## Brief:
Go through the data and report each line that holds the string "idea".

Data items
_ _ _ _ _

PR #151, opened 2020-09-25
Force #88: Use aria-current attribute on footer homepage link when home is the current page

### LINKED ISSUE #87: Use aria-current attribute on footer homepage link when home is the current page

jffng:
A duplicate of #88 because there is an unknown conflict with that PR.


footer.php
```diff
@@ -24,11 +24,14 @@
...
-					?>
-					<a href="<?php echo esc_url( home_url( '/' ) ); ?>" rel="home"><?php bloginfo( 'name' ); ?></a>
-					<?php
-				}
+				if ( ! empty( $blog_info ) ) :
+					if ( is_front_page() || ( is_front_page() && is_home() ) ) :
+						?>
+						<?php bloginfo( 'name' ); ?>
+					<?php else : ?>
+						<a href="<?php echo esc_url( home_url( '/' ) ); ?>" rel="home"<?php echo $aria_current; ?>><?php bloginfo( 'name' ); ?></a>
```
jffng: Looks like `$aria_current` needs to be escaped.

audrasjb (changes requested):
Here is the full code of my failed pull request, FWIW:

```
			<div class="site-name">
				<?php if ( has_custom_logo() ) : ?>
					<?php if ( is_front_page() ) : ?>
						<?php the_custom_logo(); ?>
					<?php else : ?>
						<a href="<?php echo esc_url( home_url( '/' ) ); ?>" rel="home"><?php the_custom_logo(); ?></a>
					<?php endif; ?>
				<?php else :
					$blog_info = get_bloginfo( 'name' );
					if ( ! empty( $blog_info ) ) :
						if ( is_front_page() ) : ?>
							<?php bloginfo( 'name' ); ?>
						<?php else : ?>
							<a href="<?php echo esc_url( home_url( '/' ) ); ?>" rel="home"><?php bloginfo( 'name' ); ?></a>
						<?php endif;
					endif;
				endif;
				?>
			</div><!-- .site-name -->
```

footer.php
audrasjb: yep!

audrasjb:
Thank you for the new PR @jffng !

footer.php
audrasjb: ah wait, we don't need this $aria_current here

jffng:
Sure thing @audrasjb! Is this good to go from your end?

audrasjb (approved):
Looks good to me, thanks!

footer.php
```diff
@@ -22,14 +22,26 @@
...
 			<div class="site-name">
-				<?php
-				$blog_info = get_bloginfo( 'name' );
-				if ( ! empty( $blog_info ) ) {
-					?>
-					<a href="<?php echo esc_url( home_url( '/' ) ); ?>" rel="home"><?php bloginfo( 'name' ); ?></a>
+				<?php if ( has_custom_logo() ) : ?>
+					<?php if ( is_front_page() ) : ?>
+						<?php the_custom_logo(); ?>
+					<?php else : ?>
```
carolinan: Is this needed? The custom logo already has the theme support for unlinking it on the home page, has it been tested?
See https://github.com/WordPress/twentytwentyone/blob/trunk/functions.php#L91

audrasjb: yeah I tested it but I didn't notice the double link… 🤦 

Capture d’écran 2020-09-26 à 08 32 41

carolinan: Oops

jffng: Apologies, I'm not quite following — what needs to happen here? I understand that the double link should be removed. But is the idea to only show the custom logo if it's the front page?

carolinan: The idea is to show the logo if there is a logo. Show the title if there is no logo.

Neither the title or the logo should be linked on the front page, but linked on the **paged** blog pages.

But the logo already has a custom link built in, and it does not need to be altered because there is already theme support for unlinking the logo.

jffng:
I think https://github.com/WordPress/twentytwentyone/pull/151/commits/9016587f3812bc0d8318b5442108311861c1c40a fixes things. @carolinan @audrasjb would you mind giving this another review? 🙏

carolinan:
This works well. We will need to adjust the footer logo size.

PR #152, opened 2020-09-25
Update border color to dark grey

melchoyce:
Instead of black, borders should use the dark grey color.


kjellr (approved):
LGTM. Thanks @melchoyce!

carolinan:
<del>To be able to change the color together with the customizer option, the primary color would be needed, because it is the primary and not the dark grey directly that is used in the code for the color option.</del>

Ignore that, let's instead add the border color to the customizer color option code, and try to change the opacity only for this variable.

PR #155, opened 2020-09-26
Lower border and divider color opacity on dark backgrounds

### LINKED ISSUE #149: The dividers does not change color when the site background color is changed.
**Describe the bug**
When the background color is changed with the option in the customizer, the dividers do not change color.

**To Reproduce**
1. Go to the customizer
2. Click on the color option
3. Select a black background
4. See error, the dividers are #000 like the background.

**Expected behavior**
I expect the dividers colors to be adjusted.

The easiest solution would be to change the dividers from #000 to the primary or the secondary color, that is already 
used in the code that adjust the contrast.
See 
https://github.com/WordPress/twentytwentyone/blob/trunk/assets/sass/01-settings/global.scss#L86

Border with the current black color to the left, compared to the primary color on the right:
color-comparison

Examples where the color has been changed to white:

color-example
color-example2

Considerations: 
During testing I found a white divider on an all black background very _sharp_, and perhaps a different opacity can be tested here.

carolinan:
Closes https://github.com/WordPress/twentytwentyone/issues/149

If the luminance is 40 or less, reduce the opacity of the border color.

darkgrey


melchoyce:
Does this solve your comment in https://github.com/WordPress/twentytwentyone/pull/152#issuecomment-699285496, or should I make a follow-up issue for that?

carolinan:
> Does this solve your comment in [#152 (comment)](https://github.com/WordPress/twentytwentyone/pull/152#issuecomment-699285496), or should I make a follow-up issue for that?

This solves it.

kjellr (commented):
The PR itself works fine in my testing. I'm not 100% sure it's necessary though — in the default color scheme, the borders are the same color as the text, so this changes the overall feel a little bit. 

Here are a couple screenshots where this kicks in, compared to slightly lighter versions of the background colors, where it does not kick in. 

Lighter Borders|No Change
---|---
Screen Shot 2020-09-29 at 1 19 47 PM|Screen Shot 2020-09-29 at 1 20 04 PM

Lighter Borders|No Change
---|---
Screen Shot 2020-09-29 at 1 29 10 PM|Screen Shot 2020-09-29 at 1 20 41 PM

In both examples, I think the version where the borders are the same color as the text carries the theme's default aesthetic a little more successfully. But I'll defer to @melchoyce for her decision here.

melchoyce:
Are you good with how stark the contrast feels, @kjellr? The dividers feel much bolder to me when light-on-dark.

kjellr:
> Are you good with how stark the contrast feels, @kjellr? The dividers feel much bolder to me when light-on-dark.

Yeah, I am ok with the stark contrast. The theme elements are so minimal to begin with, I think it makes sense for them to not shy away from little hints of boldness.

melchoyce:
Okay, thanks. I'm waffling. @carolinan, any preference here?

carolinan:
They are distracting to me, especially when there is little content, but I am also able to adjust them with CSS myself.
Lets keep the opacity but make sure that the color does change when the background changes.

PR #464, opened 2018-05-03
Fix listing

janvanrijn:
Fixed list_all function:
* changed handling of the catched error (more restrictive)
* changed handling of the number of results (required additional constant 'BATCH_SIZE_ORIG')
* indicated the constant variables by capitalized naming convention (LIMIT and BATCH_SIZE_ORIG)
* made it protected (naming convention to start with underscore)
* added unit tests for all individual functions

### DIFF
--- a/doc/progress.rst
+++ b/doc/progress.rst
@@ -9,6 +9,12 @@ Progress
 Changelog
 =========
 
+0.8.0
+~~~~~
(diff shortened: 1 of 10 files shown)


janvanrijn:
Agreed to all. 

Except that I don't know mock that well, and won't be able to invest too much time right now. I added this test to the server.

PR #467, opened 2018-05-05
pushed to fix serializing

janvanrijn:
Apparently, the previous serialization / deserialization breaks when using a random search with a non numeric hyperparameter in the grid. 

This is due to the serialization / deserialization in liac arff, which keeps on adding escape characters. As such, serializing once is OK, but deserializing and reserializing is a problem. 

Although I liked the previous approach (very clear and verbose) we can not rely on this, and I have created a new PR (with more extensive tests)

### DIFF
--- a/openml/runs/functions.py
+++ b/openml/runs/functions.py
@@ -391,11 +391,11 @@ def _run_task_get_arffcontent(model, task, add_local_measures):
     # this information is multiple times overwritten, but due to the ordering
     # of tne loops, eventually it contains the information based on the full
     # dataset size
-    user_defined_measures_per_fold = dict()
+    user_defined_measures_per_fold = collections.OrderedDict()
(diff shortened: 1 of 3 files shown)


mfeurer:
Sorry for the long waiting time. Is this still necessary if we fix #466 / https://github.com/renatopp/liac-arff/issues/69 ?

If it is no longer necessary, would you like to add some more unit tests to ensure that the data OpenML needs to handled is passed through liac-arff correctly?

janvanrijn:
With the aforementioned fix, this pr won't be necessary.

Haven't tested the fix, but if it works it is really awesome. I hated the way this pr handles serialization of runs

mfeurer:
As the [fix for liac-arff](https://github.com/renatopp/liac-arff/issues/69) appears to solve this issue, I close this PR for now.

_ _ _ _ _

## Written response:
jffng: Apologies, I'm not quite following — what needs to happen here? I understand that the double link should be removed. But is the idea to only show the custom logo if it's the front page?
carolinan: The idea is to show the logo if there is a logo. Show the title if there is no logo.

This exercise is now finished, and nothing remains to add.